• _EXERCISE DETAILS_: Within the listing that follows, state how many lines include the word "completely"; write only that number.

++++++++

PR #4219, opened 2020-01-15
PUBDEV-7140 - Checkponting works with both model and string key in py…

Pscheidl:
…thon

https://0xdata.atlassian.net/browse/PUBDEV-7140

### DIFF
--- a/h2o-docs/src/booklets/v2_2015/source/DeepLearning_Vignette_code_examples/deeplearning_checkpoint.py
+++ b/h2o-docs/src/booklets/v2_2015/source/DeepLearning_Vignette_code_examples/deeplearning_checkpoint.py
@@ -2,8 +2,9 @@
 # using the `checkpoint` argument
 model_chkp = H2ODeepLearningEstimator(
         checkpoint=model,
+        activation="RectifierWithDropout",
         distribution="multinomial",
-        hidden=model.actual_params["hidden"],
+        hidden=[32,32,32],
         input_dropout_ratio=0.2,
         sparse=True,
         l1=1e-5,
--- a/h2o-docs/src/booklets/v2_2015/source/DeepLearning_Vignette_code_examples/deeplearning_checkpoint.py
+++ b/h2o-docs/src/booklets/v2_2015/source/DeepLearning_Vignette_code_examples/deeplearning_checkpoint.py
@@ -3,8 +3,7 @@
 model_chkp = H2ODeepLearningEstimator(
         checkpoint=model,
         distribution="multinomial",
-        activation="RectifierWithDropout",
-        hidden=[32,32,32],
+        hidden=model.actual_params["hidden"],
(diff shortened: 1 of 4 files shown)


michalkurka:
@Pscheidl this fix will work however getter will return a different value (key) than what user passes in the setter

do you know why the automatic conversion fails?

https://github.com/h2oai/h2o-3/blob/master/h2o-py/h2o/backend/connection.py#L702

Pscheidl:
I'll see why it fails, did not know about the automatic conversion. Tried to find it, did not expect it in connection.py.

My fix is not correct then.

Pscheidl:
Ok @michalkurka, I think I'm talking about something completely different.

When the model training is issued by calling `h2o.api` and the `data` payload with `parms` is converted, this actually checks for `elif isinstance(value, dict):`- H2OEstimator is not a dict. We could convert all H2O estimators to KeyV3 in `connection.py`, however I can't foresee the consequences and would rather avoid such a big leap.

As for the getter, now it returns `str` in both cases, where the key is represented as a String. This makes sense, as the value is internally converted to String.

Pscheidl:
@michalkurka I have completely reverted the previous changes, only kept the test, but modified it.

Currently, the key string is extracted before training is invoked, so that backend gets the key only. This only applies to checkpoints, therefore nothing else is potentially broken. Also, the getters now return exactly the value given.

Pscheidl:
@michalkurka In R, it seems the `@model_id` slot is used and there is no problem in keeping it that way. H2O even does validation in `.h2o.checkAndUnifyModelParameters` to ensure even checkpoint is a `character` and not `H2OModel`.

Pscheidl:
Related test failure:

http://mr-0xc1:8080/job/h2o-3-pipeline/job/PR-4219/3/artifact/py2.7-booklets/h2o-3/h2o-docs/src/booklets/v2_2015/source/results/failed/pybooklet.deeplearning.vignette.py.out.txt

++++++++

• _EXERCISE SOLUTION_: 2